* [DATA SECTION]

Issue #10520, opened 2024-09-05
Allow DDL, when upgrading from 2.X to 3.X 


Serpentian:
In the scope of https://github.com/tarantool/tarantool/issues/7149 DDL was fully forbidden until the schema is upgraded. However, In order to simplify the process of tarantool upgrade it was decided to partially allow it on the old schema. 

- DDL remains forbidden, when schema is way too old (less than 2.11.1).
- DDL is mostly allowed, when 3.X is started on top of schema >= 2.11.1. However, creating of persistent trigger is still forbidden. Inserting names is also explicitly forbidden until `box.schema.upgrade` is called (it's impossible to insert names  to `_cluster`, `_schema`, such attempt returns an error, which says user to upgrade schema) (names are under question). 
- When new schema versions appear, it'll be the responsibility of calling code (e.g. `box.schema.func.create`, `box.schema.space.create` and so on) to check that it's executed on a fresh enough schema version and throw an error otherwise.

In the scope of this issue, we must also verify, that Tarantool properly works before the scheme is upgraded.

Issue #10521, opened 2024-09-05
Introduce 


Serpentian:
I propose to introduce a new Tarantool module `version`, which will allow to comfortably work with versions. Currently user must manually parse `version` field from `_schema` and than write functions to compare versions. This is not very convenient.

API of the `version` module: TBD.

Internally it might use `internal.mkversion`. I suppose, the module should allow conveniently work with `_TARANTOOL` variable and with `version` from `_schema`. The inspiration could be taken from [vshard](https://github.com/tarantool/vshard/blob/master/vshard/version.lua)

Totktonada:
See also https://github.com/orgs/tarantool/discussions/7006 for other tarantool version parsing implementations (some of them are outdated, though).

I can't understand from the description, whether the module incapsulates the database version schema information or a user should know about `_schema` in order to use it for schema version checks?

PR #10618, opened 2024-09-26
schema: broadcast persistent schema version in box.status

### LINKED ISSUE #10546: Add `schema_version` to `box.status` broadcast
https://github.com/tarantool/tarantool/issues/10520 will allow users to apply the majority of the DDL during upgrade without any problems: user will have to wait for rw status (via watcher or some config role function) and create their spaces and indexes. The problem there, that some of the DDL will still be forbidden, until box.schema.upgrade is called (e.g. creating persistent triggers) and we should give users a convenient way to use such features.

Currently they will have to check schema version in `_schema`, then `on_replace` trigger for `_schema` will have to be set, and users will have to unregister that trigger after its execution. Moreover, this trigger will check if instance is rw. Not very convenient.

---

Let's  add new field in `box.status`: `schema_version`. In order to apply DDL after Tarantool upgrade, user will create watcher, which checks rw status and schema_version.

This will simplify the realization of https://github.com/tarantool/tarantool/issues/10538

--- 

The alternative of introducing completely new watcher, which includes only `schema_version`, was rejected as Tarantool doesn't allow to create watcher on several events. It will be difficult to synchronize two events: `box.status`, which includes `read_only`, and `box.schema_version`.

Serpentian:
https://github.com/tarantool/tarantool/issues/10520 will allow DDL before schema is upgraded
in order to simplify the upgrade process. However, some DDL will
remain forbidden until box.schema.upgrade is called, e.g. creating
persistent triggers when upgrading to 3.0.0.

In order to make writing upgrade triggers easier this commit adds
new field to the box.status system event: dd_version. This should
not be confused with schema.version value, as the latter shows, whether
the database schema (e.g. creating space) was updated.
box.status.dd_version on the other side is the value of the
persistent schema from box.space._schema['version'].

Without box.status.dd_version user has to set on_replace trigger for
box.space._schema, which will check version and rw state, after which
trigger will send it further. The problem with this approach is the fact,
that it requires synchronization of two changing states: dd schema
version and rw state, which is difficult to achieve.

With box.status.dd_version user has to just set watcher, which
checks !status.is_ro and status.dd_version >= needed one.

Closes https://github.com/tarantool/tarantool/issues/10546

### DIFF
--- a/changelogs/unreleased/gh-10546-schema-version-broadcast.md
+++ b/changelogs/unreleased/gh-10546-schema-version-broadcast.md
@@ -1,0 +1,3 @@
+## feature/core
+
+* Added the `dd_version` field to the `box.status` system event (gh-10546).
--- a/src/box/alter.cc
+++ b/src/box/alter.cc
@@ -4152,6 +4152,7 @@ on_commit_dd_version(struct trigger *trigger, void * /* event */)
 	struct fiber *fiber = data->fiber;
 	if (fiber != NULL)
 		fiber_wakeup(fiber);
+	box_broadcast_status();
 	return 0;
 }
 
--- a/src/box/box.cc
+++ b/src/box/box.cc
@@ -297,12 +297,6 @@ static void
 box_storage_init(void);
 
 /**
- * Broadcast the current instance status
- */
-static void
-box_broadcast_status(void);
-
-/**
  * A timer to broadcast the updated vclock. Doing this on each vclock update
  * would be too expensive.
  */
@@ -6022,18 +6016,20 @@ box_broadcast_id(void)
 	assert((size_t)(w - buf) < sizeof(buf));
 }
 
-static void
+void
 box_broadcast_status(void)
 {
 	char buf[1024];
 	char *w = buf;
-	w = mp_encode_map(w, 3);
+	w = mp_encode_map(w, 4);
 	w = mp_encode_str0(w, "is_ro");
 	w = mp_encode_bool(w, box_is_ro());
 	w = mp_encode_str0(w, "is_ro_cfg");
 	w = mp_encode_bool(w, cfg_geti("read_only"));
 	w = mp_encode_str0(w, "status");
 	w = mp_encode_str0(w, box_status());
+	w = mp_encode_str0(w, "dd_version");
+	w = mp_encode_str0(w, version_id_to_string(dd_version_id));
 
 	box_broadcast("box.status", strlen("box.status"), buf, w);
 
--- a/test/box-luatest/upgrade_to_3_0_0_test.lua
+++ b/test/box-luatest/upgrade_to_3_0_0_test.lua
@@ -1,30 +1,46 @@
 local server = require('luatest.server')
+local replica_set = require('luatest.replica_set')
 local t = require('luatest')
 
 local g = t.group("Upgrade from 2.11.0")
 
 g.before_all(function(cg)
-    cg.server = server:new({
-        datadir = 'test/box-luatest/upgrade/2.11.0',
+    cg.replica_set = replica_set:new{}
+    cg.master = cg.replica_set:build_and_add_server({
+        alias = 'master',
+        datadir = 'test/box-luatest/upgrade/2.11.0/replicaset/instance-001'
     })
-    cg.server:start()
+    cg.replica = cg.replica_set:build_and_add_server({
+        alias = 'replica',
+        datadir = 'test/box-luatest/upgrade/2.11.0/replicaset/instance-002',
+        box_cfg = {
+            read_only = true,
+            replication = cg.master.net_box_uri,
+        },
+    })
+    cg.replica_set:start()
 end)
 
 g.after_all(function(cg)
-    cg.server:drop()
+    cg.replica_set:drop()
 end)
 
 g.after_each(function(cg)
-    cg.server:exec(function()
+    cg.master:exec(function()
         box.schema.downgrade('2.11.0')
+        box.snapshot()
+    end)
+    cg.replica:wait_for_vclock_of(cg.master)
+    cg.replica:exec(function()
         box.snapshot()
     end)
 end)
 
 g.test_new_replicaset_uuid_key = function(cg)
-    cg.server:exec(function()
+    cg.master:exec(function()
         t.assert_equals(box.space._schema:get{'version'}, {'version', 2, 11, 0})
         box.schema.upgrade()
+
         local _schema = box.space._schema
         t.assert_equals(_schema:get{'cluster'}, nil)
         t.assert_equals(_schema:get{'replicaset_uuid'}.value,
@@ -33,7 +49,7 @@ g.test_new_replicaset_uuid_key = function(cg)
 end
 
 g.test_ddl_is_forbidden = function(cg)
-    cg.server:exec(function()
+    cg.master:exec(function()
         t.assert_equals(box.space._schema:get{'version'}, {'version', 2, 11, 0})
         -- DDL is prohibited before 2.11.1.
         local msg = "DDL_BEFORE_UPGRADE requires schema version 2.11.1"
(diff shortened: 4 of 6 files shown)


xuniq (approved):

src/box/box.cc
```diff
@@ -299,7 +299,7 @@ box_storage_init(void);
 /**
  * Broadcast the current instance status
  */
-static void
+void
 box_broadcast_status(void);
```
locker, line 303: You can remove this now, as you have the declaration in the header.

src/box/box.cc
```diff
@@ -5963,18 +5963,20 @@ box_broadcast_id(void)
...
-	w = mp_encode_map(w, 3);
+	w = mp_encode_map(w, 4);
 	w = mp_encode_str0(w, "is_ro");
 	w = mp_encode_bool(w, box_is_ro());
 	w = mp_encode_str0(w, "is_ro_cfg");
 	w = mp_encode_bool(w, cfg_geti("read_only"));
 	w = mp_encode_str0(w, "status");
 	w = mp_encode_str0(w, box_status());
+	w = mp_encode_str0(w, "schema_version");
+	w = mp_encode_str0(w, version_id_to_string(dd_version_id));
```
locker, line 5979: Wouldn't it be better to return the version as an array, e.g. `{3, 1, 0}`? It'd be easier for comparisons.

src/box/box.cc
```diff
@@ -5963,18 +5963,20 @@ box_broadcast_id(void)
...
 	char *w = buf;
-	w = mp_encode_map(w, 3);
+	w = mp_encode_map(w, 4);
 	w = mp_encode_str0(w, "is_ro");
 	w = mp_encode_bool(w, box_is_ro());
 	w = mp_encode_str0(w, "is_ro_cfg");
 	w = mp_encode_bool(w, cfg_geti("read_only"));
 	w = mp_encode_str0(w, "status");
 	w = mp_encode_str0(w, box_status());
+	w = mp_encode_str0(w, "schema_version");
```
locker, line 5978: Wouldn't it be better to name the new field `dd_version` so as not to confuse with the schema version we use in IPROTO?

src/box/box.cc
Serpentian: WDYT of returning `dd_version_id` itself, as unsigned integer? In the scope of https://github.com/tarantool/tarantool/issues/10521 `version` module will be introduced and I'm intending on adding `version.from_id(info.dd_version_id)` method there, so it'll be easy to use, even better IMHO than calling smth like `version.new(info.version[1], info.version[2], info.version[3])`.

P.S. RFC for version module is ready for review

locker: Once we add the version id to the public API, we won't be able to change its representation. In particular, using the version module as is would limit the max version number to 255:

https://github.com/tarantool/tarantool/blob/7cf41a1bb9b3f0a2eac82c296a764688f5d8b35c/src/box/lua/mkversion.lua#L42-L47

So I'd prefer returning an array or a string instead. If we export the version module, using strings would probably be fine.

src/box/box.cc
Totktonada: I agree that it is better to use different names, but I think that `dd_version` is closer to DD itself rather than its schema/format/layout. I can propose `dd_layout` here.

src/box/alter.cc
```diff
@@ -4150,6 +4150,7 @@ on_commit_dd_version(struct trigger *trigger, void * /* event */)
 	struct fiber *fiber = data->fiber;
 	if (fiber != NULL)
 		fiber_wakeup(fiber);
+	box_broadcast_status();
```
Totktonada, line 4153: Is it issued on downstreams too or only on an instance that performs the schema upgrade?

I guess that the former is true. If it is not complicated, I would add a test case that makes it clear.

test/box-luatest/upgrade_to_3_0_0_test.lua
```diff
@@ -20,9 +16,29 @@ end)
...
+        t.assert_equals(version, mkversion.new(2, 11, 0))
+
+        box.cfg{read_only = false}
+        box.schema.upgrade()
+
         local _schema = box.space._schema
         t.assert_equals(_schema:get{'cluster'}, nil)
         t.assert_equals(_schema:get{'replicaset_uuid'}.value,
                         box.info.replicaset.uuid)
+        t.assert_equals(version, mkversion.get_latest())
```
Totktonada, line 42: Nit: It is mixed with another test case (regarding names). I think it would be more clear if we split them.

src/box/box.cc
Totktonada: I think that a string or an array is fine. Can't say what is better -- so, I'm OK with any of these variants.

src/box/box.cc
Serpentian: Indeed, removed

src/box/box.cc
Serpentian: I like string better, let's use it, since nobody cares

src/box/box.cc
Serpentian: I find name `dd_layout` strange, I suppose, we should be consistent with internal variable naming (`dd_version_id`). Let's use `dd_version` in `box.info`. @Totktonada, what do you think?

src/box/alter.cc
Serpentian: It's executed everywhere, on every instance in the replicaset. Added test for that

test/box-luatest/upgrade_to_3_0_0_test.lua
Serpentian: Sure, I separated it from schema checking test.

src/box/box.cc
Totktonada: If it is to follow an existing naming (that doen't not interfere with 'schema version'), I'm OK. Well, I think that naming could be better if we implement it from scratch, but the consistency seems more important for me.

Am I understand right: we're going to add `box.info.dd_version` and `dd_version` field into `box.status` event? If so, I'm OK.

changelogs/unreleased/gh-10546-schema-version-broadcast.md
```diff
@@ -0,0 +1,3 @@
+## feature/core
+
+* Added the `schema_version` field to the `box.status` system event (gh-10546).
```
Totktonada, line 3: Same, should be `dd_version`.

Totktonada (approved):
No objections from me.

src/box/box.cc
Serpentian: > we're going to add box.info.dd_version

Do we really need that? User can get it from `_schema` space. We already duplicate that, but in `box.status` it's for convenience of upgrade process. Why do we want to add it to the `box.info`?

Totktonada: Reading a specific value from a system space is not something that we should normally suggest to a user. A system space layout/content is a kind of public API due to historical reasons, at least for some spaces. But if something is going to be widely used/too visible, I would add it into some 'undoubtedly public' API.

Also, this idea appears in the version module RFC discussion and it seems meaningful for me.

I don't insist, but I think that it is a good idea.

changelogs/unreleased/gh-10546-schema-version-broadcast.md
Serpentian: My bad, fixed

src/box/box.cc
```diff
@@ -5963,18 +5957,20 @@ box_broadcast_id(void)
...
 	char *w = buf;
-	w = mp_encode_map(w, 3);
+	w = mp_encode_map(w, 4);
 	w = mp_encode_str0(w, "is_ro");
 	w = mp_encode_bool(w, box_is_ro());
 	w = mp_encode_str0(w, "is_ro_cfg");
 	w = mp_encode_bool(w, cfg_geti("read_only"));
 	w = mp_encode_str0(w, "status");
 	w = mp_encode_str0(w, box_status());
+	w = mp_encode_str0(w, "dd_version");
```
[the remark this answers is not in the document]
Serpentian: Fixed everything)

src/version.h
```diff
@@ -75,6 +75,7 @@ version_id_to_string(uint32_t version_id)
 			  version_id_minor(version_id),
 			  version_id_patch(version_id));
 }
+
```
locker, line 78: Nit: This belongs to the previous commit.

locker (approved):

Serpentian:
Rebased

* [PROBLEM TO WORK ON]
What is the number of lines in the records that hold the word "seems"? Answer with that number by itself.

* [EXERCISE RESULT]
2